Since most of the man–made increase in background radiation is the result of the use of X rays in medical diagnosis and therapy, many geneticists are looking at this with suspicion and concern. No one suggests that their use be abandoned, for certainly such techniques are important in the saving of life and the mitigation of suffering. Still, X rays ought not to be used lightly, or routinely as a matter of course.

It might seem that X rays applied to the jaw or the chest would not affect the gonads, and this might be so if all the X rays could indeed be confined to the portion of the body at which they are aimed. Unfortunately, X rays do not uniformly travel a straight line in passing through matter. They are scattered to a certain extent; if a stream of X rays passes through the body anywhere, or even through objects near the body, some X rays will be scattered through the gonads.

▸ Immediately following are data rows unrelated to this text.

PR #883, opened 2022-07-05
chore: fix create mate tests

individual-it:
This fixes some tests. There are more issues in these tests, but for now fixing two issues:

- name tests and interactions
  (so that separate interactions are created)
- fix expected result for x-www-form-urlencoded data request
  (it only sends limited data, so it should only expect that as result)


mefellows (approved):
Thank you!

Issue #890, opened 2022-07-08
rename and upgrade @pact-foundation/pact-node@10.17.2 to @pact-foundation/pact-core@13.x.x


rbedemann:
### Checklist

Before making a feature request, I have: 

- [x] [Searched the issues to check that this feature hasn't been requested before](https://github.com/pact-foundation/pact-js/issues?q=is%3Aissue)
- [x] Checked the documentation to see if it is possible to do what I want already 

### Feature description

It is for this reason that some geneticists suggest that the history of exposure to X rays be kept carefully for each person. A decision on a new exposure would then be determined not only by the current situation but by the individual’s past history.

Such considerations were also an important part of the driving force behind the movement to end atmospheric testing of nuclear bombs. While the total addition to the background radiation resulting from such tests is small, the prospect of continued accumulation is unpleasant.

What’s more, whereas X rays used in diagnosis and therapy have a humane purpose and chiefly affect the patient who hopes to be helped in the process, nuclear fallout affects all of humanity without distinction and seems, to many people, to have as its end only the promise of a totally destructive nuclear war.

It is not to be expected that the large majority of humanity that makes up the populations outside the United States, Great Britain, France, China, and the Soviet Union can be expected to accept stoically the risk of even limited quantities of genetic damage, out of any feeling of loyalty to nations not their own. Even within the populations of the three major nuclear powers there are strong feelings that the possible benefits of nuclear testing do not balance the certain dangers.

Public opinion throughout the world is a key factor, then, in enforcing the Nuclear Test Ban Treaty, signed by the governments of the United States, Great Britain, and the Soviet Union on October 10, 1963.

Although genetic findings on such comparatively simple creatures as fruit flies and bacteria seem to apply generally to all forms of life, it seems unsafe to rely on these findings completely in anything as important as possible genetic damage to man through radiation. During the 1950s and 1960s, therefore, there have been important studies on mice, particularly by W. L. Russell at Oak Ridge National Laboratory, Oak Ridge, Tennessee.

While not as short–lived or as fecund as fruit flies, mice can nevertheless produce enough young over a reasonable period of time to yield statistically useful results. Experimenters have worked with hundreds of thousands of offspring born of mice that have been irradiated with gamma rays and X rays in different amounts and at different intensities, as well as with additional hundreds of thousands born to mice that were not irradiated.